Table 3 shows the mean values for costs, QALYs, and ICERs for the two diagnostic strategies and the additional scenario. The high ICERs of the “DiagnOSAS Strategy” compared to the “Usual Care Strategy” of €136,827 (after 5 years) and €56,997 (after 10 years) result from a minimal decline in QALYs at a substantial decrease in costs per patient. These cost savings against a minimal QALY change were also seen in the years prior to year 5, see Appendix II in the supplemental material for base case results after 2 years. When the “Rapid Diagnosis Scenario” is compared with “Usual Care Strategy,” health gains are realized and costs are saved, after 5 years as well as 10 years. This indicates that when DiagnOSAS implementation speeds up the diagnostic process by 50%, the “Usual Care Strategy” is dominated by the “Rapid Diagnosis Scenario.” Base case results for the additional analysis for patients with at least mild OSA (AHI ≥ 5 events/h) are available in Appendix III in the supplemental material.
Incremental Cost-Effectiveness Planes
The incremental cost-effectiveness planes are shown in Figure 2 and Figure 3. Figure 2 displays the comparison of the “DiagnOSAS Strategy” and the “Rapid Diagnosis Scenario” with the “Usual Care Strategy” after 5 years. The “DiagnOSAS Strategy” resulted in lower costs than the “Usual Care Strategy,” as most of the simulated samples fell in the lower left quadrant, indicating lower costs at lower effectiveness. In almost all simulated samples, the “DiagnOSAS Strategy” saves several hundred euros (mean cost saving €147), whereas health outcomes remained similar (mean reduction 0.001 QALYs). When comparing the “Rapid Diagnosis Scenario” to the “Usual Care Strategy,” the “Rapid Diagnosis Scenario” was more effective (mean increase 0.03 QALYs) and less expensive (mean cost saving €465) in most simulated samples. When a 10-year time horizon is applied (Figure 3), simulated samples displayed more variation. However, most of the “DiagnOSAS Strategy” outcomes (99%) still save costs against a minimal reduction in effectiveness. When comparing the “Rapid Diagnosis Scenario” to the “Usual Care Strategy” after 10 years, again, most of the simulated samples (81%) indicated higher effectiveness at lower costs. The remaining simulated samples fell in the upper right quadrant and thus also indicated health benefits. Tornado diagrams of the results' sensitivity to the values of specific parameters are visualized in Appendix IV in the supplemental material.
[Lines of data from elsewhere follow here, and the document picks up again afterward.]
PR #837, opened 2016-08-18
CHECKOUT-919: add main content uco customizations

jordanwink201:
ability to change background color
Ability to update Typography via existing style editor features under 'Backgrounds & Fonts"
*Page Text	
*Heading	
*Heading Text
update form fields color

screen shot 2016-08-23 at 6 57 07 pm

@bigcommerce/checkout @sherrybc @mcampa @bc-ong

### DIFF
--- a/assets/scss/checkout.scss
+++ b/assets/scss/checkout.scss
@@ -1,3 +1,73 @@
 // =============================================================================
 // Stencil Checkout  - Customize the checkout experience
 // =============================================================================
+
+// Main content
+.ng-checkout-container {
+    background-color: stencilColor("uco_main_backgroundColor");
+}
+
+// Order Summary
+.cart {
+    background-color: stencilColor("uco_cart_backgroundColor");
+}
+
+// Typography
+
+$fontFamily-headings:           stencilFontFamily("uco_headings_font"), Arial, Helvetica, sans-serif;
+$fontFamily-sans:               stencilFontFamily("uco_body_font"), Arial, Helvetica, sans-serif;
+
+// Headings
+h1,
+h2,
+h3,
+h4,
+h5,
+h6 {
+    font-family: $fontFamily-headings;
+}
+
+// Body
+body {
+    font-family: $fontFamily-sans;
+}
+
+// Links
+a {
+    color: stencilColor("uco_links_color");
+}
+
+// Buttons
+.button {
+    background-color: stencilColor("uco_buttons_color");
+}
+
+// Errors
+.form-field--error {
+
+    .form-input,
+    .form-select,
+    .form-checkbox + .form-label::before,
+    .form-radio + .form-label::before,
+    .form-prefixPostfix-label {
+        border-color: stencilColor("uco_errors_color");
+    }
+
+    .form-field-error,
+    .form-inlineMessage {
+        color: stencilColor("uco_errors_color");
+    }
+
+    // Depth need to style svg with validation state
+    // scss-lint:disable SelectorDepth
+    .form-input-indicator > svg {
+        fill: stencilColor("uco_errors_color");
+    }
+    // scss-lint:enable SelectorDepth
+}
+
+// Form Fields
+.form-legend,
+.form-body {
+    background-color: stencilString("uco_form-field_backgroundColor");
+}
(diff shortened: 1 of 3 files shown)


PascalZajac:
Looks fine to me but Travis hates your SASS.

bc-edlou:
Please tag @bigcommerce/ui-platform for all HTML/CSS/SASS changes.

assets/scss/checkout.scss
```diff
@@ -1,3 +1,85 @@
 // =============================================================================
 // Stencil Checkout  - Customize the checkout experience
 // =============================================================================
+
+// Main content
+.ng-checkout-container {
```
bc-miko-ademagic: Are there any other classes to use for this container? `.ng-` tells me it's a class scoped for js. If there's another class to use, or a different container altogether, that'd probably be better.

assets/scss/checkout.scss
```diff
@@ -1,3 +1,85 @@
...
+}
+
+// Font Overrides
+$fontFamily-headings:           stencilFontFamily("uco_headings_font"), Arial, Helvetica, sans-serif;
+$fontFamily-sans:               stencilFontFamily("uco_body_font"), Arial, Helvetica, sans-serif;
+
+// Font Headings
+h2 {
+    font-family: $fontFamily-headings;
+}
```
bc-miko-ademagic: Can this live in your typography section of this page?

assets/scss/checkout.scss
```diff
@@ -1,3 +1,85 @@
...
+.orderedList-item {
+    &::before {
+        font-family: $fontFamily-headings;
+    }
+}
+
+// Font Body
+body {
+    font-family: $fontFamily-sans;
+}
```
bc-miko-ademagic: This can probably go to typography too. I'm just suggesting that because you're not using classes to style this stuff, so it might be good to group it together early on for structure and readability.

assets/scss/checkout.scss
```diff
@@ -1,3 +1,85 @@
...
+
+.accordion {
+    .accordion-navigation, dd {
+        // scss-lint:disable SelectorDepth
+        > a {
+            font-family: $fontFamily-sans;
+        }
```
bc-miko-ademagic: Is the nesting/selector depth necessary here? You're 3 levels deep when you get to the `a`, I'm wondering if you can avoid the second level altogether?

assets/scss/checkout.scss
```diff
@@ -1,3 +1,85 @@
...
+    }
+}
+
+// Font Body
+body {
+    font-family: $fontFamily-sans;
+}
+
+.accordion {
+    .accordion-navigation, dd {
```
bc-miko-ademagic: This needs to go to new lines.
Also why do you have to target the `dd` directly?

bc-miko-ademagic:
This is more of an abstract question related to the project, and not so much a comment on your code... 
Do we want to allow people to customize their checkout experience separately to their theme in the theme editor? Wondering if we should just be using variables available to the theme in things like typography so they just carry through to the checkout?

assets/scss/checkout.scss
jordanwink201: There are not other classes to use for this container.
```
<div class="ng-checkout-container" id="micro-app-ng-checkout">
  <div class="ng-checkout-view" data-ui-view></div>
</div>
```
a class can be added specifically for this purpose

jordanwink201:
@bc-miko-ademagic for this ticket we are allowing them to style UCO independently of their theme. Next step will be inheriting styles from their current theme into UCO, setting those as the default values, and then they can further customize just UCO if they wish.

assets/scss/checkout.scss
bc-miko-ademagic: Ah, right. I think it's meant to be an extension of `.appContainer`, it's just a badly formed class.

jordanwink201: @bc-miko-ademagic are we happy to use it for this purpose or would you suggest something else?

bc-miko-ademagic: No this is fine for now. Should be camelcased, `ngCheckout-container` but 🍹

bc-miko-ademagic:
Once you resolve your conflicts, 👍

Incremental cost-effectiveness plane after 5 years.
Incremental cost-effectiveness plane of 5,000 Monte Carlo simulated samples comparing “DiagnOSAS Strategy” and “Rapid Diagnosis Scenario” to “Usual Care Strategy” after 5 years. Incremental effectiveness was expressed in quality-adjusted life-years (QALYs), where costs were expressed in euros (€).
Incremental cost-effectiveness plane after 5 years.
Incremental cost-effectiveness plane after 10 years.
Incremental cost-effectiveness plane of 5,000 Monte Carlo simulated samples comparing “DiagnOSAS Strategy” and “Rapid Diagnosis Scenario” to “Usual Care Strategy” after 10 years. Incremental effectiveness was expressed in quality-adjusted life-years (QALYs), where costs were expressed in euros (€).
Incremental cost-effectiveness plane after 10 years.
Cost-Effectiveness Acceptability Curves
The CEACs in Figure 4 illustrate how the probability that the “DiagnOSAS Strategy” is cost-effective varies with the applied WTP threshold. The proportion of simulated samples deemed cost-effective were plotted against WTP thresholds ranging from €0 to €100,000 per QALY. In The Netherlands, a €20,000/QALY WTP threshold is advised for illnesses with a low burden of disease.45 At this WTP, the probability that the “DiagnOSAS Strategy” is cost-effective equals 99.3% and 91.7% at 5 and 10 years, respectively.45 For an €80,000/QALY WTP threshold, advised for illnesses with a high burden of disease, these probabilities are 82.2% and 50.6%, respectively.45 Looking at the CEACs for the “Rapid Diagnosis Scenario,” 99.6% and 99.3% of the simulated samples are cost-effective at a WTP threshold of €20,000/QALY for years 5 and 10, respectively. Furthermore, all simulated samples (100%) are cost-effective at the €80,000/QALY threshold at 5 and 10 years for the “Rapid Diagnosis Scenario.”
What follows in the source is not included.